その内容について、外務省はホームページで発表していますが、国内教育の細かい状況を把握しておらず、目が海外に向いてしまっています。
「包摂的かつ公正な質の高い学びに向けた教育協力」(外務省ホームページ)という言葉から、日本は教育については特に問題はないと思っていることが分かります。
外務省ホームページには、教育に関して「(2)産業・科学技術人材育成と社会経済開発の基盤づくりのための教育協力」、「(3)国際的・地域的な教育協力ネットワークの構築と拡大を挙げており,学び合いを通じた質の高い教育の実現を目指しています」と、「教育協力」という言葉が目につきます。

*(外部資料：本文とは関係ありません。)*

Issue #5794, opened 2020-01-27
[discussion] Structure of bookmarks/highlights/clippings data


mustafa-001:
While previously working on Evernote exporter I've come to see there is couple of unimplemented to dos and broken functionalities. Here is couple of them and my opinions:

1- Exporting functionality depends on two different source; highlights and bookmarks. In the past I've suggested moving everything to bookmarks and using highlights as fallback for no-text-only-image clippings. But `bookmarks` lacks page number info and changing `bookmarks` creation code is little tricky. See below point 4 for more info on this. [little discussion about this](https://github.com/koreader/koreader/pull/5774#issuecomment-575890933)

2- `clippings` structured with chapter name but for now all notes indexed with `chapter` equals `1`. While adding this info to `bookmarks` is easy, additional nesting makes sorting tricky. For now it's like this:
`table.sort(book, function(v1, v2) return v1[1].page < v2[1].page end)`
but if chapter  where not to be `1` it would require sorting function to flatten data before to be:
` function(v1, v2) 
	local p1, p2
	for _, c1 in pairs(p1) do
		p1 = c1.page
	...
	return p1<p2` in top of having unnecessary additional for loops in exporter functions. Advantage of not "fixing" this is not having to worry about existing evernote.metadata file. Having nested structures in Lua tables if we don't need to select with that info (for example the need to select bookmarks of page vs to select clippings of chapter) is unnecessary complication to me. 

3- Title and author of exported book notes are parsed from file name, and if file isn't formatted with calibre or similar tool output format gets messy. Fixing this is easy, just use `doc_props` from book metadata. Caveat here is existing clippings indexed with old info, new exports won't overwrite old ones.

4- `bookmarks`'s  `page`  is pre-calculated value for `page = if self.has_pages and xpos0.page or xpos0` . 
So it's actually duplicate info and gives two different types to a variable. Puts responsibility of deciding how to interpret it to called function, while similar behaviour can be achieved with only passing `pos0` with same amount of if checks. [Bookmark code has check for it 12 times](https://github.com/koreader/koreader/blob/2736661bfcf6b472da8fa06202cb0f5f92013180/frontend/apps/reader/modules/readerbookmark.lua#L319)
I'm bringing this not to change existing code(not worth it while it's working), but to ask if I were to add "actual page info" as seen by user how should I rename new value and should I add it in the first place? 

[...]

PR #5906, opened 2020-02-27
Fix dogear not shown - Fix FileChooser in RTL UI

poire-z:
When, on a same page, you bookmark the page (dogear) and highlight some text, changing page and going back, the dogear might be not shown: remove (some of) the higlights, and it's back !
Caused by some random ordering of bookmarks and highlights in the list, and the binary seach code stopping on the first highlight, possibly not visiting a bookmark just before or after.
So, just do some ordering and tweak the binary search.
(That code is quite messy, and hard to get into, because it feels like it does the reverse of what it says, ordering in the reverse order - bookmarks are stored last-page first, to be ready for the Bookmarks list descending order I guess - but then the whole list is shifted each time you add a bookmark as you progress in the book.... not fixing the whole thing, hoping we'll get that right with the migration to "annotations" work in #5794 :)

Also fix blank PathChooser when used in RTL UI when a CoverBrowser view is used (no issue when classic mode is used): just some stuff present in Menu.lua that didn't look necessary at the time I made CoverBrowser when things were all left-aligned - that I had to copy there.
Reported at https://github.com/koreader/koreader/issues/5359#issuecomment-591969974


poire-z:
For once, thank you, unit tests! And for this PR, I really do trust them to confirm I didn't mess that up :)

Issue #5194, opened 2019-08-10
ToC should show and expand current chapter


LucyOne:
* KOReader version: all
* Device: all

When a book has chapters and sub-chapters, the ToC does not expand to show them all. Even when I am in a specific chapter, this is not shown and I have to expand the entry myself. It would be useful to at least know your place in the book.

I use KOReader on my Pocketbook devices.

Frenzie:
I can't confirm. That's how it behaves?

I open a book at the beginning, the TOC is closed:
<img src=https://user-images.githubusercontent.com/202757/62821972-6fa68180-bb7d-11e9-9648-b6b7251b0766.png width=40%><img src=https://user-images.githubusercontent.com/202757/62821973-6fa68180-bb7d-11e9-8c97-12e20cc83658.png width=40%>

I go to somewhere much further in the book; the TOC is now automatically expanded:
<img src=https://user-images.githubusercontent.com/202757/62821975-6fa68180-bb7d-11e9-897b-b75b93c568c8.png width=40%><img src=https://user-images.githubusercontent.com/202757/62821976-703f1800-bb7d-11e9-9262-a0c430db5588.png width=40%>

LucyOne:
I'm sorry, I didn't realise that it only happens in the book I'm currently reading (Blink by Malcolm Gladwell).

Frenzie:
Likely a duplicate of #3062.

poire-z:
@LucyOne : so, it happened really with one single book of yours?
Anything specific about that book? (Found a copy of that book somewhere that did not exhibit any problem, but it had only one TOC level - so you must have another edition.)

Anyway, a known reason for TOC to not update is when a same ID= is used multiple times, which would result in a TOC target resolving to different pages, and this messing the ordering. Or just the TOC being initially not ordered. See https://github.com/koreader/koreader/issues/3062#issuecomment-521273214.

Could you post a screenshot of what your TOC looks like (like mine there), so we see if the pages are ordered or not?

LucyOne:
I looked at the ToC in Calibre, it seems to have unique IDs for each entry.
When opening the book in the last chapters "Notes" or "Conclusion", those were shown in bold. But when I switched to one of the other chapters, they weren't. In the screenshot I was in "2. Blink in Black and White".
![Reader_2019-Aug-14_165225](https://user-images.githubusercontent.com/15887012/63031585-7baf7d80-beb4-11e9-9836-e56cb225d55e.png)

[...]

PR #5907, opened 2020-02-28
TOC: validate and fix misordered page numbers

### LINKED ISSUE #3062: large nested epub file table of contents entries disappear and re-appear
* KOReader version: koreader-kobo-arm-kobo-linux-gnueabihf-v2015.11-1087-gba96506
* Device: kobo aura(original)

It is awesome to find that multi-level table of contents are supported in koreader. I plan to make good use of that.

I have an epub document i have created with a lot of small files inside. Something like 1400 files. 
I have created a .ncx file with 3 levels of nesting. Documents are listed more than once, organizing them in different way.

What i find is when i expand some of the later sections in the table of contents, the items appear correctly. However when i collapse the same section, then some following sections disappear on the table of contents screen. I can re-open the .epub file and missing entries re-appear. If there is a higher level section containing the problematic portion of the table of contents, if i contract and then expand this, then also the lower level stuff gets fixed.

I did try the sample file i found here, juliet.epub. This has a similar structure in the table of contents, and it works fine on the kobo. 

I wonder if there is some limit i am hitting here about number of sections? 

I also have viewed this same epub with other tools and it works fine there too.

poire-z:
Our code expects (rightfully) the TOC items to be ordered and to have increasing page numbers, but we may occasionally not get that from the engines (usually, because of bugs or duplicated IDs in the document).
Check for that and fix page numbers (possibly making them wrong) to have a working TOC.
Some details in https://github.com/koreader/koreader/issues/3062#issuecomment-402746843
Closes #3062. Issue also met in #5194.

That China.EN.epub fixed TOC would then appear as:
<kbd>image</kbd>
(which is not super right, the real page number of that History entry is 14 - but I'm just attempting to have the TOC working, not to make tha page right, which is impossible, just less bogus enough to not be misordered).

On a TOC with randomly shifted page numbers, it would show as:
<kbd>image</kbd>

(Thought about saving toc_is_valid = true/false in the TOC, so that scan is only done on the first opening of a book - but that quick scan single loop is fast, so probably sane and cheap to do that on each opening or re-rendering.)

---
This change is [Reviewable](https://reviewable.io/reviews/koreader/koreader/5907)

### DIFF
--- a/frontend/apps/reader/modules/readertoc.lua
+++ b/frontend/apps/reader/modules/readertoc.lua
@@ -10,8 +10,10 @@ local Geom = require("ui/geometry")
 local InputContainer = require("ui/widget/container/inputcontainer")
 local Menu = require("ui/widget/menu")
 local UIManager = require("ui/uimanager")
+local logger = require("logger")
 local _ = require("gettext")
 local Screen = Device.screen
+local T = require("ffi/util").template
 
 local ReaderToc = InputContainer:new{
     toc = nil,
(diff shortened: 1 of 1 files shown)


frontend/apps/reader/modules/readertoc.lua
```diff
@@ -89,6 +91,113 @@ function ReaderToc:fillToc()
...
+
+    -- For testing: shuffle a bit a valid TOC and make it randomely invalid
+    -- for i = first, last do
+    --     toc[i].page = toc[i].page + math.random(10) - 5
+    -- end
+
+    -- Do a cheap quick scan first
+    logger.dbg("validateAndFixToc(): quick scan")
+    local has_bogus
+    local cur_page = -1
```
Frenzie: Not 0?

frontend/apps/reader/modules/readertoc.lua
```diff
@@ -280,6 +389,9 @@ function ReaderToc:onShowToc()
         for _,v in ipairs(self.toc) do
             v.text = self.toc_indent:rep(v.depth-1)..self:cleanUpTocTitle(v.title)
             v.mandatory = v.page
+            if v.orig_page then -- bogus page fixed: show original page number
+                v.mandatory = T("(%1) %2", v.orig_page, v.page)
```
Frenzie: Bidi?

poire-z: Looks like BiDi will handle it automagically:
<kbd>image</kbd>
(wider screen width, so not same numbers as first post screenshots)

教育学には、教育協力という言葉はないのですがね。
日本は教育については、あくまでも「協力」する立場にあるので、日本の教育については何の問題もないと言外に言っているのです。しかし、そこに大いなる錯覚があります。
外務省の錯覚が日本政府の錯覚を生む
SDGsに関して政府主導でいろいろな取り組みが行われています。2019年末に発表した「SDGsアクションプラン2020」の骨子は以下の3つです。
1. SDGsと連携する「Society(ソサエティー)5.0」の推進
2. SDGsを原動力とした地方創生、強靭かつ環境にやさしい魅力的なまちづくり
3. SDGsの担い手として次世代・女性のエンパワーメント
1.は経済やビジネスの観点から、2.は地方創生の観点から、3.は女性活躍推進、高校無償化、高齢化など主に人にまつわる観点から推進されています、というのが政府の説明ですが、そういったものが上手くいくかどうかは、実は教育に掛かっていることを見落としています。
持続可能な発展を続けるためには、教育システムを立て直す必要あり
日本が持続可能な発展を続けるためには、安定的に能力ある人材が社会に供給されなければいけないのですが、そのためには、教育をどうするかという議論に向かう必要があります。時代に応じて、求められる人材の質が変わります。当然、教育の在り方も変えなければいけないのです。
どうも、子供たちは学校に行って、特に問題なく学校生活を過ごし、そこで社会で求められる能力を得ていると思い込んでいるフシがあります。
現状を指し示すデータをいくつか紹介します。(2018年度)
・小中学校と高校の児童・生徒の自殺者数は332名。1980年以降で最多。
・不登校児童生徒数は16万4,528人。6年連続で増加し、過去最多。
「#学校行きたくない」のツイートには、多くの子供たちの叫び声が響いています。「高校行っても友達できないし、学校つまんない」。「月曜日から学校マジで無理。休みたいけど休んだ方が辛かった。学校休んだ瞬間にみんなが乗っているレーンから外れる気がして」などの声がSNSから溢れています。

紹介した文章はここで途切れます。